Carbon Finance: How the launch of a new voluntary carbon markets claims code can help reclaim lost credibility
- The non-profit international body has published a ‘claims code of practice’, a rule book for companies to follow when making climate benefit claims
- VCMI says ‘without clear high integrity rules … voluntary carbon markets will rightly continue to be viewed with suspicion’

The Voluntary Carbon Markets Integrity Initiative (VCMI) has launched a set of global guidelines to enable companies to make more credible climate statements on the carbon credits they purchase to offset their greenhouse gas emissions.
The non-profit international body on Wednesday published its “claims code of practice”, a rule book for companies to follow when making climate benefit claims. Compliance with the code is voluntary.
“The claims code fills a critical gap, bringing integrity to the demand-side of voluntary carbon markets,” it said in a statement. The code is the result of over 12 months of road testing by around 70 mostly multinational companies, a series of public consultations and multi-stakeholder collaboration, it added.
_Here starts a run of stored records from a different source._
PR #2228, opened 2024-03-04
Update Guest Agent error message

DennisRasey:
Updated Guest Agent error message to include a colon & space before the actual error message is written out to make it more readable.

**Before**
> WARN[0073] [hostagent] connection to the guest agent was closed **unexpectedlydial** unix /home/drasey/.lima/fedora-rawhide/ga.sock: connect: no such file or directory

**After**
> WARN[0073] [hostagent] connection to the guest agent was closed unexpectedly: dial unix /home/drasey/.lima/fedora-rawhide/ga.sock: connect: no such file or directory

### DIFF
--- a/pkg/hostagent/hostagent.go
+++ b/pkg/hostagent/hostagent.go
@@ -598,12 +598,12 @@ func (a *HostAgent) watchGuestAgentEvents(ctx context.Context) {
 		if err == nil {
 			if err := a.processGuestAgentEvents(ctx, client); err != nil {
 				if !errors.Is(err, context.Canceled) {
-					logrus.WithError(err).Warn("guest agent events closed unexpectedly", err)
+					logrus.WithError(err).Warn("guest agent events closed unexpectedly: ", err)
 				}
 			}
 		} else {
 			if !errors.Is(err, context.Canceled) {
-				logrus.WithError(err).Warn("connection to the guest agent was closed unexpectedly", err)
+				logrus.WithError(err).Warn("connection to the guest agent was closed unexpectedly: ", err)
 			}
 		}
 		select {


pkg/hostagent/hostagent.go
```diff
@@ -598,12 +598,12 @@ func (a *HostAgent) watchGuestAgentEvents(ctx context.Context) {
 		if err == nil {
 			if err := a.processGuestAgentEvents(ctx, client); err != nil {
 				if !errors.Is(err, context.Canceled) {
-					logrus.WithError(err).Warn("guest agent events closed unexpectedly", err)
+					logrus.WithError(err).Warn("guest agent events closed unexpectedly: ", err)
```
jandubois, line 601: Isn't the additional `err` argument redundant with `WithError(err)`?

DennisRasey: I don't think so (though my Golang skills are practically non-existent)!

Removing `err` results in the actual being suppressed:

`logrus.WithError(err).Warn("guest agent events closed unexpectedly: ")`

Results in this:
`WARN[0044] [hostagent] guest agent events closed unexpectedly:  `

Keeping it in place prints the actual "error":
`WARN[0044] [hostagent] guest agent events closed unexpectedly: rpc error: code = Unavailable desc = error reading from server: EOF`

jandubois: I see. The problem is that the errors are send via `logrus.JSONFormatter`, but when they are unmarshalled in `logrusutil.PropagateJSON` it ignores any fields except `level`, `msg`, and `time`.

@AkihiroSuda How is this supposed to work? Should additional fields, or at least `logrus.ErrorKey` be imported by `PropagateJSON`?

It feels silly to include the error message twice in `ha.stderr.log` with

```golang
logrus.WithError(err).Warnf("Oops: %w", err)
```

If we don't want to unmarshal the error field, then we shouldn't use `WithError`. But I would prefer to keep the error data structured instead of inlining it all inside the message.

jandubois: Looking at the hostagent code, the only other field I see being emitted (and then ignored) is the `event` field:

```
pkg/hostagent/events/watcher.go
57:			logrus.WithField("event", ev).Debugf("received an event")

pkg/hostagent/hostagent.go
288:		logrus.WithField("event", ev).WithError(err).Error("failed to emit an event")
```

So if `error` should be unmarshalled, should we unmarshal `event` too?

jandubois: Here are some other log messages that include the error twice:

```console
$ ag WithError.*\\\).*,\ *err
pkg/hostagent/hostagent.go
604:				logrus.WithError(err).Warn("failed to start inotify", err)
619:					logrus.WithError(err).Warn("guest agent events closed unexpectedly", err)
624:				logrus.WithError(err).Warn("connection to the guest agent was closed unexpectedly", err)

pkg/hostagent/inotify.go
52:				logrus.WithError(err).Warn("failed to send inotify", err)
```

While voluntary carbon markets have the potential to help fill the financing gap for climate mitigation, especially in developing nations, it can only be realised if they operate with high integrity, the organisation said in the claims code document.
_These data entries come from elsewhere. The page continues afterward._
PR #2233, opened 2024-03-06
Propagate all logging fields to the tty logger

jandubois:
The fields are serialized in JSON by the hostagent and then printed by the `limactl start` command to the console, so need to be explicitly added back to the logger entry.

This PR is in response to https://github.com/lima-vm/lima/pull/2228#discussion_r1513910877.

Note that nested structures (like `events.Event`) will be flattened by the standard logger, e.g.

```golang
       err := errors.New("oops")
       ev := events.Event{
               Status: events.Status{
                       Running: true,
                       Errors:  []string{"Error one", "Error two"},
               },
       }
       logrus.WithError(err).WithField("events", ev).Warn("Log message with error")
```

will result in

```console
WARN[0020] [hostagent] Log message with error            error=oops events="map[status:map[errors:[Error one Error two] running:true] time:0001-01-01T00:00:00Z]"
```
CleanShot 2024-03-06 at 00 26 57@2x

The change to `qemu_driver.go` is needed to avoid the ugly `<nil>` error in

```
INFO[0004] [hostagent] QEMU has exited                   error="<nil>"
```

@balajiv113 Your inotify PR has additional logging entries with duplicate `err` which should be changed if this PR is accepted/merged:

```
pkg/hostagent/hostagent.go
604:				logrus.WithError(err).Warn("failed to start inotify", err)

pkg/hostagent/inotify.go
52:				logrus.WithError(err).Warn("failed to send inotify", err)
```

### DIFF
--- a/pkg/logrusutil/logrusutil.go
+++ b/pkg/logrusutil/logrusutil.go
@@ -19,10 +19,14 @@ func PropagateJSON(logger *logrus.Logger, jsonLine []byte, header string, begin 
 	}
 
 	var (
-		lv  logrus.Level
-		j   JSON
-		err error
+		entry  *logrus.Entry
+		fields logrus.Fields
+		lv     logrus.Level
+		j      JSON
+		err    error
 	)
+	entry = logrus.NewEntry(logger)
+
 	if err := json.Unmarshal(jsonLine, &j); err != nil {
 		goto fallback
 	}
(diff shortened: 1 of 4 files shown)


pkg/logrusutil/logrusutil.go
```diff
@@ -33,24 +37,30 @@ func PropagateJSON(logger *logrus.Logger, jsonLine []byte, header string, begin
 	if err != nil {
 		goto fallback
 	}
+	if err := json.Unmarshal(jsonLine, &fields); err == nil {
+		delete(fields, "level")
+		delete(fields, "msg")
+		delete(fields, "time")
```
AkihiroSuda, line 43: Could you add comments to explain these deletes

jandubois: I added a comment, and also added a call to set the log timestamp to the original time:

```golang
	entry = entry.WithTime(j.Time)
```

jandubois: I've now also renamed the `logger` variable in the `qemu_driver.go` change to `entry` because its type is `logrus.Entry` and not `logrus.Logger`.

jandubois:
I made one more change to replace the `switch lv` block with this logic, which feels clearer to me:

```golang
if !logger.IsLevelEnabled(lv) {
	return
}
// …
if lv <= logrus.FatalLevel {
	entry = entry.WithField("level", lv)
	lv = logrus.ErrorLevel
}
entry.Log(lv, header+j.Msg)
```

jandubois:
@AkihiroSuda Speaking of comments, I think this line could use some explanation:

```
if !j.Time.IsZero() && !begin.IsZero() && begin.After(j.Time.Add(epsilon)) {
	return
}
```

It seems to be added by 21b7cb0e to control logging for `limactl stop` iiuc, and seems to ignore log messages that are more than one second before the `begin` value.

It is not clear to me why this is needed; I assume if there is still a backlog of unprocessed log messages from before the `stop` command, that you don't want to dump them out to the terminal?

jandubois:
I just realized that there are tests in `logrusutil_test.go` that should be updated too. I won't have time for this for the next few days though, so will turn this into draft for now.

I don't plan on changing anything else but the tests though, so feel free to review the draft code in case you have any feedback!

jandubois:
> I won't have time for this for the next few days though, so will turn this into draft for now.

I added the tests and took it out of draft; I think it is good now.

AkihiroSuda (approved):
Thanks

“This means that carbon credits must be generated by activities that truly go beyond business-as-usual and benefit host communities – the supply side – and that their use increases overall greenhouse gas mitigation rather than substituting for existing actions – the demand side,” it said.
“Without clear high integrity rules for both aspects, voluntary carbon markets will rightly continue to be viewed with suspicion, companies will be afraid to invest, and their potential will be lost.”